►

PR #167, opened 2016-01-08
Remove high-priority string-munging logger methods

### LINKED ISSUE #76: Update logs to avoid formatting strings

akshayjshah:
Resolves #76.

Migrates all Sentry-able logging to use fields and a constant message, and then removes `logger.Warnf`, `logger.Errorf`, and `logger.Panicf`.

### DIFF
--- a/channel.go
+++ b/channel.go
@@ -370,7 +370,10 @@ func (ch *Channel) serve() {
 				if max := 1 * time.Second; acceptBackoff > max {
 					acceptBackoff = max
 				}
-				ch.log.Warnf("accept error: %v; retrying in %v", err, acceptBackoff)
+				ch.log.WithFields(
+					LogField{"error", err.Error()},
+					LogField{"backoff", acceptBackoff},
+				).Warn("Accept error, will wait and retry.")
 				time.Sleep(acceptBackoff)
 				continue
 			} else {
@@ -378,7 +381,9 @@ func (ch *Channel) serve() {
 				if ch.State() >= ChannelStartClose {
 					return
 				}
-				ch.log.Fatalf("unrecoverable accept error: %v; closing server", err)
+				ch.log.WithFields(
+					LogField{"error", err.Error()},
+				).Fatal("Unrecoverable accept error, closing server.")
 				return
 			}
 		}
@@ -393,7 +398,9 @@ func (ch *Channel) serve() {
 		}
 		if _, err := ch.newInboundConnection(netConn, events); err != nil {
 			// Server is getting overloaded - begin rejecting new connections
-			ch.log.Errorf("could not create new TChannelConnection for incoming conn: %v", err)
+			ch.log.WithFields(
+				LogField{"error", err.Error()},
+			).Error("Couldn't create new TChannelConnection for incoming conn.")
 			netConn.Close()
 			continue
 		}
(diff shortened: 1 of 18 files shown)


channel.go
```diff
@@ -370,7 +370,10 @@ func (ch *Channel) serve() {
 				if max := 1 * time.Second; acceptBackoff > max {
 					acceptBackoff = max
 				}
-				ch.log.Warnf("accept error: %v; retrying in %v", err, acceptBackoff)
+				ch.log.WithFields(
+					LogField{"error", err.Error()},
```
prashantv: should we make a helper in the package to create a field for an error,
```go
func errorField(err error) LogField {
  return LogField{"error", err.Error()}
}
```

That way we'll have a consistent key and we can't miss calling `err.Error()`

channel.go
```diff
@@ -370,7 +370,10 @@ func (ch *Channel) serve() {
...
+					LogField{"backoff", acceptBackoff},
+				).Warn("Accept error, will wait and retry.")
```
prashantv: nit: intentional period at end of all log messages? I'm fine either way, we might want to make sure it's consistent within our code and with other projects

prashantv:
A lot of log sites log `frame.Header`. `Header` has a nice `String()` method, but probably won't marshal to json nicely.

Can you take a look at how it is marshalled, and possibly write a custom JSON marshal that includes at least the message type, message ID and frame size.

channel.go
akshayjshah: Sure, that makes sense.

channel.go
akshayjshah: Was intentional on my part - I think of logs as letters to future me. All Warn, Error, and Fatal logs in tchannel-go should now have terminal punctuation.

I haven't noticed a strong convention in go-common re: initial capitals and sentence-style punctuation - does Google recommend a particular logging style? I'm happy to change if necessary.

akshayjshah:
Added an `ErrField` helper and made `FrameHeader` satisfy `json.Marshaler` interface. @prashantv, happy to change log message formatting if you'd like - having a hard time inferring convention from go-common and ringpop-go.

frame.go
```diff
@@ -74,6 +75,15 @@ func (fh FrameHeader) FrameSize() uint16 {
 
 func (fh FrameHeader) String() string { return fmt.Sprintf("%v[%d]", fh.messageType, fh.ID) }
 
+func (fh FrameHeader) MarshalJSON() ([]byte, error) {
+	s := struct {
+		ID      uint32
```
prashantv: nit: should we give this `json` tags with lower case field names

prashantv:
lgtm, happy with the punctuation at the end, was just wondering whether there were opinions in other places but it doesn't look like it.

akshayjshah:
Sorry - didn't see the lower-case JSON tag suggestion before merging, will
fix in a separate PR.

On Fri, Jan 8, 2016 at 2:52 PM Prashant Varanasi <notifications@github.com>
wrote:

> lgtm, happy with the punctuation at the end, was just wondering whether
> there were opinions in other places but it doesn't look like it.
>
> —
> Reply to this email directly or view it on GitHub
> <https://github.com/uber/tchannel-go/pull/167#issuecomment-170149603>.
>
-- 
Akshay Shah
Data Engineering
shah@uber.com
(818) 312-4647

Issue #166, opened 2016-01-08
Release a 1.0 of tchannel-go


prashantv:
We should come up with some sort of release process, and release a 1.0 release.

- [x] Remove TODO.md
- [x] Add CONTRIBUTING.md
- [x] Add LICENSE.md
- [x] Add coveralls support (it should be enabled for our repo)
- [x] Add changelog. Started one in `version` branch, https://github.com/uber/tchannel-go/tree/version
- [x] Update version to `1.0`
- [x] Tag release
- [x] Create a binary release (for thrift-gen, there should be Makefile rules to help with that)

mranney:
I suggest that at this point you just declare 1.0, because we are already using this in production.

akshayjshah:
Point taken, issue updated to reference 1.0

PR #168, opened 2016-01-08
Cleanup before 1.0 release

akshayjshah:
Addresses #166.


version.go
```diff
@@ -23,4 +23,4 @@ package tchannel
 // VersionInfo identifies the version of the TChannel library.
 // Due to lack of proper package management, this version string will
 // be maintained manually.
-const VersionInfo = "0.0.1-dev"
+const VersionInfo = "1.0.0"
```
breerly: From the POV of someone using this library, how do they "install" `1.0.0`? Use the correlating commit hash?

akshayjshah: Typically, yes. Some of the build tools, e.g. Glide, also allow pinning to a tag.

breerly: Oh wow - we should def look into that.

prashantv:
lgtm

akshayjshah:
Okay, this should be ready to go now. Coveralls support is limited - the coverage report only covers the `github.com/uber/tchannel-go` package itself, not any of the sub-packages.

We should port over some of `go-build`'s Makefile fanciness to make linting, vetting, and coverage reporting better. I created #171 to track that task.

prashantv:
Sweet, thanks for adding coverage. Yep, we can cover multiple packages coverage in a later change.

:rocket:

◄

Activity:
Looking at the entries above, report how many of their lines include "netConn", and add nothing else.

Expected output:
2